Quello che mi ha fatto ribaltare è poi stata questa frase:  "il rischio di «stressare il proprio fisico per l’eventuale commercializzazione dei gameti» sarebbe scongiurato dal divieto stabilito dalla legge n. 40 del 2004 di commercializzare gli ovuli e, comunque, sarebbe comune ad altre più rilevanti ipotesi, eticamente e socialmente approvate, di donazione di tessuti, organi o parti di essi tra soggetti viventi".
Cioè, giochiamo?
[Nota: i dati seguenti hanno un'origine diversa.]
PR #2044, opened 2020-11-09
Allow registering ContextStorage wrappers with code to avoid requirin…

### LINKED ISSUE #922: Context change interceptor

anuraaga:
…g SPI for listening to events.

@sfriberg reached out in wanting to be able to listen `ContextStorage` events without overriding the detected storage mechanism, and I think being able to register listeners with code is important in any case. It was the first feature request we got in Armeria after adding the `ContextStorage` SPI since SPI is too tedious to just do something like pushing MDC.

Fixes #922

### DIFF
--- a/context/src/main/java/io/opentelemetry/context/ContextStorageWrappers.java
+++ b/context/src/main/java/io/opentelemetry/context/ContextStorageWrappers.java
@@ -1,0 +1,49 @@
+/*
+ * Copyright The OpenTelemetry Authors
+ * SPDX-License-Identifier: Apache-2.0
+ */
+
+package io.opentelemetry.context;
+
+import java.util.ArrayList;
+import java.util.List;
+import java.util.function.Function;
+import java.util.logging.Level;
+import java.util.logging.Logger;
+
+/**
+ * Holder of functions to wrap the used {@link ContextStorage}. Separate class from {@link
+ * LazyStorage} to allow registering wrappers before initializing storage.
+ */
+final class ContextStorageWrappers {
+
+  private static final Logger log = Logger.getLogger(ContextStorageWrappers.class.getName());
+
+  private static boolean storageInitialized;
+
+  private static final List<Function<? super ContextStorage, ? extends ContextStorage>> wrappers =
+      new ArrayList<>();
+
+  static synchronized void addWrapper(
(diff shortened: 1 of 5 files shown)


context/src/main/java/io/opentelemetry/context/ContextStorageWrappers.java
```diff
@@ -0,0 +1,49 @@
...
+final class ContextStorageWrappers {
+
+  private static final Logger log = Logger.getLogger(ContextStorageWrappers.class.getName());
+
+  private static boolean storageInitialized;
+
+  private static final List<Function<? super ContextStorage, ? extends ContextStorage>> wrappers =
+      new ArrayList<>();
+
+  static synchronized void addWrapper(
```
jkwatson, line 27: It probably doesn't matter too much, since this class isn't public, but exposing synchronized methods is generally a bad practice, as it could allow accidental deadlocking if someone synchronizes on this class.

anuraaga: Yeah figured it's ok due to the privateness but went with consistency.

jkwatson (approved):
Looks good to me.

sfriberg:
Thanks for doing this @anuraaga I think this looks like something that would be easy to use.

Would it make sense to have to be able to register a SPI similar to what is used for the contextstorage and thus instead of manually coding things the ContextStorage init code would scan the class/module path for any classes implementing the ContextStorageWrapper and add those?

jkwatson:
> Thanks for doing this @anuraaga I think this looks like something that would be easy to use.
> 
> Would it make sense to have to be able to register a SPI similar to what is used for the contextstorage and thus instead of manually coding things the ContextStorage init code would scan the class/module path for any classes implementing the ContextStorageWrapper and add those?

@sfriberg can you log an issue for this, if you think it's a good idea yourself? Thanks!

Cosa sarebbe scongiurato, esattamente? Che ovuli e sperma possano essere comprati con qualche escamotage di facciata, alla faccia dell' "elevato stress psico-fisico, provocato dall’invasività dei relativi trattamenti" che gli stessi giudici certificano? Raramente ho visto ipocrisie più conclamate. Ipocrisia condivisa da quei commentatori che dicono che la sentenza "mette tutto a posto". A posto 'sta cippa, e lo vedremo presto.
Come del resto, il fatto che si "deve escludere, in radice, infatti, un’eventuale utilizzazione della stessa ad illegittimi fini eugenetici". Chissà chi ci crede davvero: io no. Lo stiamo vedendo ovunque.

Per finire mi ha colpito il fatto, deducibile da una nota in calce, del fatto che almeno una delle coppie che aveva portato ricorso si sia separata. Lascio al lettore intelligente considerazioni sulla sorte dell'eventuale figlio nato da quest'atto tecnico da materiale genetico di uno solo dei "genitori". Anche di questo abbiamo molti dolorosi esempi laddove le future conseguenze di questa sentenza sono già presenti.
Ma il bambino per qualcuno è un diritto, uno sfizio da assecondare, non una persona. "Avere" un figlio implica possesso.

La sentenza e le tecniche che si autorizza ad applicare hanno molto in comune: sono masturbazioni - di organi diversi - che finiscono per svuotare di senso ciò che riguardano. Se questo è un passo avanti, mi domando se tutti abbiano ben chiaro verso dove.